Data records:
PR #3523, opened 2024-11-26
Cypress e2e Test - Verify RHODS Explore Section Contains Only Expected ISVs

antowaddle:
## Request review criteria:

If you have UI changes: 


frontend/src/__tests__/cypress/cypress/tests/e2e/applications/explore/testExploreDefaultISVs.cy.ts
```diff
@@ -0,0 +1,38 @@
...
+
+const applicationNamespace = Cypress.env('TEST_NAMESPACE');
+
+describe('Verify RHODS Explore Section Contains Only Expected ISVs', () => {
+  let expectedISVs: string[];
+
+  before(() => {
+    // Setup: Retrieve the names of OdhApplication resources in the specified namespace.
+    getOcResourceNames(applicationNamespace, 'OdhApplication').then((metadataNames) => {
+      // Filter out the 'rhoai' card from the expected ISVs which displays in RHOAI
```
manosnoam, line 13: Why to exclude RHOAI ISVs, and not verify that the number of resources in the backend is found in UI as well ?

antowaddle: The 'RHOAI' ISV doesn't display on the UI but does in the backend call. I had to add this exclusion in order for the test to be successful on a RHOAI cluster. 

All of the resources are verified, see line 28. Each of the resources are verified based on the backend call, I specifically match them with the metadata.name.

---

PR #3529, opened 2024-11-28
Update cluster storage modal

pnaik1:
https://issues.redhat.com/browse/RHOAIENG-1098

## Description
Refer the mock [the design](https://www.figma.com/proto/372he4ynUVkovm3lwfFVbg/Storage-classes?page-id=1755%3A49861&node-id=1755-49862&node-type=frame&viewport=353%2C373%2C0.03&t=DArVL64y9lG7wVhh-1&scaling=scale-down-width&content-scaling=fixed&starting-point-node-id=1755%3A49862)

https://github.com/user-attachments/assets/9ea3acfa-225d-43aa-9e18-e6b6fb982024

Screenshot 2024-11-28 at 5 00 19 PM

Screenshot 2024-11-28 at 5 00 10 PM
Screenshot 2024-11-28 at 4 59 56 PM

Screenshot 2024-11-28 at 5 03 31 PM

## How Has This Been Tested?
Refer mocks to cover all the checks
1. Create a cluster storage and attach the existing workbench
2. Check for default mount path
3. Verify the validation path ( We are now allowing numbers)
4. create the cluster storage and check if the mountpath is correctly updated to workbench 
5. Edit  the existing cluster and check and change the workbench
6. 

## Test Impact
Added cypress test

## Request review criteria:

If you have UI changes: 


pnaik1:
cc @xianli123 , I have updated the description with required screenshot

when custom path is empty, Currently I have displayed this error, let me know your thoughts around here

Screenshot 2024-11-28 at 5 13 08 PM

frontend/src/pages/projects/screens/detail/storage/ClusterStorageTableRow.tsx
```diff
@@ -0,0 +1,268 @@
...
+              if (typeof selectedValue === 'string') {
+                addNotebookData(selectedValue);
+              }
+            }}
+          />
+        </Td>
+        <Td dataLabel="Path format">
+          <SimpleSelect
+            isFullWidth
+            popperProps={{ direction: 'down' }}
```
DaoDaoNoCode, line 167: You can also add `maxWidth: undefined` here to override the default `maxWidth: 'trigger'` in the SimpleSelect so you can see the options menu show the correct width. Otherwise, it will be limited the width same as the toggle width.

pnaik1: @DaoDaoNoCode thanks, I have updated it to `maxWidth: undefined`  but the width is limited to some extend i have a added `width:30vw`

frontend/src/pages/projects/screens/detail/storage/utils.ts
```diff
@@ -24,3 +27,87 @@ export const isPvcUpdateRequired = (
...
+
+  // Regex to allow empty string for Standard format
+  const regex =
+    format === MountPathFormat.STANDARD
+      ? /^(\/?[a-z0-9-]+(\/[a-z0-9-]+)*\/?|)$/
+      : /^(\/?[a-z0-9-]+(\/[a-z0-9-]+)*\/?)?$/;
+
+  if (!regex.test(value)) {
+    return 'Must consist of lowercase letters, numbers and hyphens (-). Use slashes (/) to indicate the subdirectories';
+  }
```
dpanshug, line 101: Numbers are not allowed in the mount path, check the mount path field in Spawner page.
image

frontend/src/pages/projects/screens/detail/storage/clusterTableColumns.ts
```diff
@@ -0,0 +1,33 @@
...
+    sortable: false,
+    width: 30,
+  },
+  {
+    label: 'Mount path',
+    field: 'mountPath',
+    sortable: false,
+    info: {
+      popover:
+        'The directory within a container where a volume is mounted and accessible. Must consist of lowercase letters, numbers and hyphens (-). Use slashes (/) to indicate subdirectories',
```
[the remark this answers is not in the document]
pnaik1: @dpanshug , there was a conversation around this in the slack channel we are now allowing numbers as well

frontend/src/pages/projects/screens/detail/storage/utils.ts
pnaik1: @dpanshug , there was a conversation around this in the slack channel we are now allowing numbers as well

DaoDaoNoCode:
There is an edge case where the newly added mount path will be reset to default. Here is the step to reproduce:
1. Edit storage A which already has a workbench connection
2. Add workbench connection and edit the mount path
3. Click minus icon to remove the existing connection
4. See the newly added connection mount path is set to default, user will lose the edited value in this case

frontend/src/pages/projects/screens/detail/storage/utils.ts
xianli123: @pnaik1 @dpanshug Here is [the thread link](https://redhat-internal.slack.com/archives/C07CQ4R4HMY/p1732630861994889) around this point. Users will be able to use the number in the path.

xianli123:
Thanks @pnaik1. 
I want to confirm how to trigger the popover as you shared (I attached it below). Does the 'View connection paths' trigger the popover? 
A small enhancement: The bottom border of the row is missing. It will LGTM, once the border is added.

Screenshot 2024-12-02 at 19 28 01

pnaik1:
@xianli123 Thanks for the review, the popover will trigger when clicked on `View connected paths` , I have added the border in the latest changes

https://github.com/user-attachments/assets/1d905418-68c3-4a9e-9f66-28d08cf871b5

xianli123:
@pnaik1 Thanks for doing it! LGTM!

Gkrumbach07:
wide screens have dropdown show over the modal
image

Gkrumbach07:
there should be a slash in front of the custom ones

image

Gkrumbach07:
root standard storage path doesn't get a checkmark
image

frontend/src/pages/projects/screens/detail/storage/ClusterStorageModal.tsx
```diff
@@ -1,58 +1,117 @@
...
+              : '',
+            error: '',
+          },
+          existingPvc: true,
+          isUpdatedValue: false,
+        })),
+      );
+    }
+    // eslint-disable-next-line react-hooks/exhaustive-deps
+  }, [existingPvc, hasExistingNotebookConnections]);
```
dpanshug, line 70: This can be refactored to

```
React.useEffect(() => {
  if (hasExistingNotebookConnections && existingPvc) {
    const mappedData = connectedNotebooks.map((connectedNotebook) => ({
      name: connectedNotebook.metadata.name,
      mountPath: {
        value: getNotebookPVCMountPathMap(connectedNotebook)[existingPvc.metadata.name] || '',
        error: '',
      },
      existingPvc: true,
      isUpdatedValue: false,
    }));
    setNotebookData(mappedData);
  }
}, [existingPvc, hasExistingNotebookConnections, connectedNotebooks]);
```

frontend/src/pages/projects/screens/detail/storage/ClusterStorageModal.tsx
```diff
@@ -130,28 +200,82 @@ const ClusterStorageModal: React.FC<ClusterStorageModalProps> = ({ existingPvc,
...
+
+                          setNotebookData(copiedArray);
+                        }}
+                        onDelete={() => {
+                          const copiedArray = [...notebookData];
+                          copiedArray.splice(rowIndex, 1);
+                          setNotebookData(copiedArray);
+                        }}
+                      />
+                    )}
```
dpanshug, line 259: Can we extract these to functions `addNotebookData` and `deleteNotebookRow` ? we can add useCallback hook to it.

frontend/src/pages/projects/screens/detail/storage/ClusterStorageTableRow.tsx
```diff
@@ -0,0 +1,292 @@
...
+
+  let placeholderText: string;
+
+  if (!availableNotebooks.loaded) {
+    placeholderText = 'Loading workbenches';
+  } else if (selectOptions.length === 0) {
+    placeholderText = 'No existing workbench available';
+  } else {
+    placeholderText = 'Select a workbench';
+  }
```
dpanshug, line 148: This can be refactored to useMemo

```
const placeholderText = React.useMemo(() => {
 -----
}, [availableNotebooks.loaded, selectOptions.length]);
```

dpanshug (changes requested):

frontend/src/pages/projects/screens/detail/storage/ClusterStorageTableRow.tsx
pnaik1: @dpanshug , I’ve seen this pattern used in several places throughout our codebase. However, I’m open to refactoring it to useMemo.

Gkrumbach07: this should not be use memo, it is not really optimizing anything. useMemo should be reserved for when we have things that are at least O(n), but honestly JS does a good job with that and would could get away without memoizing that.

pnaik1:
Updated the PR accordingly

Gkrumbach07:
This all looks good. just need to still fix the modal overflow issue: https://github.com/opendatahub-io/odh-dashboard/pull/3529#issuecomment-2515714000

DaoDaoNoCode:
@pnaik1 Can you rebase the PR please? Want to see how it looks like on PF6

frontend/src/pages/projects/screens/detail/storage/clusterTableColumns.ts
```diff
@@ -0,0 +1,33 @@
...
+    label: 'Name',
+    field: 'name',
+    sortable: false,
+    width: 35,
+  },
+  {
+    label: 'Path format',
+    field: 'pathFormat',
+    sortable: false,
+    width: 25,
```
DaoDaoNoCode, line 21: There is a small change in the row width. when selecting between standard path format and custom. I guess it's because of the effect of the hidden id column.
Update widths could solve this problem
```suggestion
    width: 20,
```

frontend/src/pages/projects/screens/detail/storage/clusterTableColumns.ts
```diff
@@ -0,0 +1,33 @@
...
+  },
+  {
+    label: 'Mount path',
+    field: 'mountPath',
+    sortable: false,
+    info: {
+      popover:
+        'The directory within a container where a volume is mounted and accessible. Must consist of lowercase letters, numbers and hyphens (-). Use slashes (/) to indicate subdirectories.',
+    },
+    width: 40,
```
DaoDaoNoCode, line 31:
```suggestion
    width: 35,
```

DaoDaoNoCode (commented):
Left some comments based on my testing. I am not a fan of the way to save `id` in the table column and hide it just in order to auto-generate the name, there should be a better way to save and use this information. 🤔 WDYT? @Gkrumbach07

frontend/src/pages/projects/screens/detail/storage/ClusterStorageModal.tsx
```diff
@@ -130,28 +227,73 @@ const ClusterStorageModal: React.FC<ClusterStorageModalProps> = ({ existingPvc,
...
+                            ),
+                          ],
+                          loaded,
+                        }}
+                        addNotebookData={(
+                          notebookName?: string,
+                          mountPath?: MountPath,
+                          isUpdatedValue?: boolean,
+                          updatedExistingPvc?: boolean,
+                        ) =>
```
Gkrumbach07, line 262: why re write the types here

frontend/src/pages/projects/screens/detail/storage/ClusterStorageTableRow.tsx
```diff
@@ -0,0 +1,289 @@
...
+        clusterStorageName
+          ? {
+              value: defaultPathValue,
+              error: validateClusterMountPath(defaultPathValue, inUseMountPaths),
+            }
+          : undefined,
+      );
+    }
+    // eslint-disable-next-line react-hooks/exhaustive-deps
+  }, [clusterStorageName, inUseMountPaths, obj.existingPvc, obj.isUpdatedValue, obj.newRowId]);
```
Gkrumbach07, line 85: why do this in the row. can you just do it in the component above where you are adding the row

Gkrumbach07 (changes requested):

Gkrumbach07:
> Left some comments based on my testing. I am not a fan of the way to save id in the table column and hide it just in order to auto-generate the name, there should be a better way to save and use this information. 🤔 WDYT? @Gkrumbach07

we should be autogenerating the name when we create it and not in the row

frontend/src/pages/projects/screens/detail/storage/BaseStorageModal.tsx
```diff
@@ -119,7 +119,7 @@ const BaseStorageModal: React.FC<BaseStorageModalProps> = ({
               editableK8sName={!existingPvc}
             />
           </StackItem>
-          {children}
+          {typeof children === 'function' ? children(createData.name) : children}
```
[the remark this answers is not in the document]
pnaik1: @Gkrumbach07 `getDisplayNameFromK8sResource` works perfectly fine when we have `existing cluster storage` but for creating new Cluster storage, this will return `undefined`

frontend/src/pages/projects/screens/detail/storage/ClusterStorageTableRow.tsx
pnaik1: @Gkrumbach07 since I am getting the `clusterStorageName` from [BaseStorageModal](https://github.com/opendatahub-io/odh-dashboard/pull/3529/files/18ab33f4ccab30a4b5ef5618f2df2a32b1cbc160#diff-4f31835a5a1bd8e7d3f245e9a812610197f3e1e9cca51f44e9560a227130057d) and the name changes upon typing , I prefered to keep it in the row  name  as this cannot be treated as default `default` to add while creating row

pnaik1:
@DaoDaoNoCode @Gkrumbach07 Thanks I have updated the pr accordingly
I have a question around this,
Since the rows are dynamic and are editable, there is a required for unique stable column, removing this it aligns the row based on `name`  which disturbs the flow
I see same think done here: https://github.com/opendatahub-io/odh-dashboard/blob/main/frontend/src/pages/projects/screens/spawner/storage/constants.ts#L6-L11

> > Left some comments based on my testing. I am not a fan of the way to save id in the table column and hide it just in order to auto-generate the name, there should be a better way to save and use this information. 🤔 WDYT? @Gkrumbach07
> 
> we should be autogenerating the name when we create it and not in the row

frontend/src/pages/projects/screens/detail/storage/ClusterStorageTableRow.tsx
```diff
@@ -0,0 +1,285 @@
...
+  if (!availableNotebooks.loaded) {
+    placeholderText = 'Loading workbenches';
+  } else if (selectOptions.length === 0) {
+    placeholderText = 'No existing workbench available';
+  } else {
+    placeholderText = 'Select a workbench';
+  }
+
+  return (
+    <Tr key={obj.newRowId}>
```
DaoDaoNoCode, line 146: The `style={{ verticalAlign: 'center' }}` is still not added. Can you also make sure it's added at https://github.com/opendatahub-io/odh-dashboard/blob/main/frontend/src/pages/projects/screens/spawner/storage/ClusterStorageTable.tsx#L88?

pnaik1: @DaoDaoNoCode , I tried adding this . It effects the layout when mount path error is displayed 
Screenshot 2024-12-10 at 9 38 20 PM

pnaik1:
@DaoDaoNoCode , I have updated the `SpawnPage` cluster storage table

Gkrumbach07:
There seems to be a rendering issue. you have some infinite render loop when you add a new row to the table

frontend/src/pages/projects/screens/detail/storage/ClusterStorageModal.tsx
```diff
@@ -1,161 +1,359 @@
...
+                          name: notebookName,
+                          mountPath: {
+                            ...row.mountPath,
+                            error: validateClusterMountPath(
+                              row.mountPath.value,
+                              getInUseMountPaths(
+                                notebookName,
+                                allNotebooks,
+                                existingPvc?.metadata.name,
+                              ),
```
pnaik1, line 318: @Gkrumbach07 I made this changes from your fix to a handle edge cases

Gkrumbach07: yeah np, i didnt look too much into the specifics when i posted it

---

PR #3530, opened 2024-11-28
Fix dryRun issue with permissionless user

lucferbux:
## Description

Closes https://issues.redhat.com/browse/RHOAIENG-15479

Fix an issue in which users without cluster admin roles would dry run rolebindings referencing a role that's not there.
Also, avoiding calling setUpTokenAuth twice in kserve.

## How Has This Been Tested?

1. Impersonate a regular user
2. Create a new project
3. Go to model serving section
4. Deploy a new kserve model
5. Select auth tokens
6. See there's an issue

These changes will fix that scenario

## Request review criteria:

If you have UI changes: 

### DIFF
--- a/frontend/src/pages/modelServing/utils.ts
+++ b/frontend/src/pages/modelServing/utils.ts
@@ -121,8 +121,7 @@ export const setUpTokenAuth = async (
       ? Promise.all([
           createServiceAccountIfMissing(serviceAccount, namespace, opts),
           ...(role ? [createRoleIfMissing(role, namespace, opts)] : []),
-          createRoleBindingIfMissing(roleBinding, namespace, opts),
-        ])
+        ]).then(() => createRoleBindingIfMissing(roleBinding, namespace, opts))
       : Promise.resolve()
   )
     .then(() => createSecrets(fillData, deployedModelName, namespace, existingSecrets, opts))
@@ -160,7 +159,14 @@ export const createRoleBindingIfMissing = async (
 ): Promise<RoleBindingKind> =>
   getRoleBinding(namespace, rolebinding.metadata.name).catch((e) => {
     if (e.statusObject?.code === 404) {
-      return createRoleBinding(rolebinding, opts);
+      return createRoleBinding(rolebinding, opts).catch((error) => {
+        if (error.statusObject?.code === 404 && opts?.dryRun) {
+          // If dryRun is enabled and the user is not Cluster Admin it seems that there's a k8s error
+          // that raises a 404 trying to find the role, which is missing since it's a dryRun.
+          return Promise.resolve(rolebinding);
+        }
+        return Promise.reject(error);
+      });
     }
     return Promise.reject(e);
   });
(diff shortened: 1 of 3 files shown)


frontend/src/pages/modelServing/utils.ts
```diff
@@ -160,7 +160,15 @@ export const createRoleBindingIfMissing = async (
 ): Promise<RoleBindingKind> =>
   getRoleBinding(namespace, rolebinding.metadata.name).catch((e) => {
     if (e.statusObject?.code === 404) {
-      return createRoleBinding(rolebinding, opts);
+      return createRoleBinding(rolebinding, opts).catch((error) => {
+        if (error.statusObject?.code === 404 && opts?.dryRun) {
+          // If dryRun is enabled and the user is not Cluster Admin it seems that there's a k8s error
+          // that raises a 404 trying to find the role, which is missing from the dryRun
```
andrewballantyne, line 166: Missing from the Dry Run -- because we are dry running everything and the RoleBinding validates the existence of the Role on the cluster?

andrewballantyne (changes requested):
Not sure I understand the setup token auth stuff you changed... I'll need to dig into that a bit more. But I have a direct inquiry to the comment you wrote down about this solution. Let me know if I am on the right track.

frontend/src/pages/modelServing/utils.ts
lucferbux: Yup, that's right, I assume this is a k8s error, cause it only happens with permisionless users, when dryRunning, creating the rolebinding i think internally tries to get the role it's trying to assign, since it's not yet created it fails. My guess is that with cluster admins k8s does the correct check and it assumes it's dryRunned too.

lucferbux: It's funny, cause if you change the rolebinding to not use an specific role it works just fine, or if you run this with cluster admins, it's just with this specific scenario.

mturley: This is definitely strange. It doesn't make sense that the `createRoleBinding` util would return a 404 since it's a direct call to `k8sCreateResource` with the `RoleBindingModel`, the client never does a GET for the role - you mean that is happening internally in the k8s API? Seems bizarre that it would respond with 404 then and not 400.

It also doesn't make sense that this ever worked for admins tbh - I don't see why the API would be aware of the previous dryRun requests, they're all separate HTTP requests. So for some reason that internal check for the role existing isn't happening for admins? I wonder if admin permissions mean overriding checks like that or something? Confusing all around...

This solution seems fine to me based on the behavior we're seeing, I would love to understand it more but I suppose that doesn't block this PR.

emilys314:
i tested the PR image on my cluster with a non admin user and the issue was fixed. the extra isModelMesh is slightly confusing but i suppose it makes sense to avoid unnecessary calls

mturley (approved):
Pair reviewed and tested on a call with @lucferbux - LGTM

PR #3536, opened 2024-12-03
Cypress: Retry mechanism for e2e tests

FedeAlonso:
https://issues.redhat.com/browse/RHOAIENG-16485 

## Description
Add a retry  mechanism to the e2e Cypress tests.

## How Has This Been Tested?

(WHAT THE EXERCISE ASKS) Please tally every line of the entries that holds "notebookName" and answer with that figure alone.

(EXERCISE RESULT) 3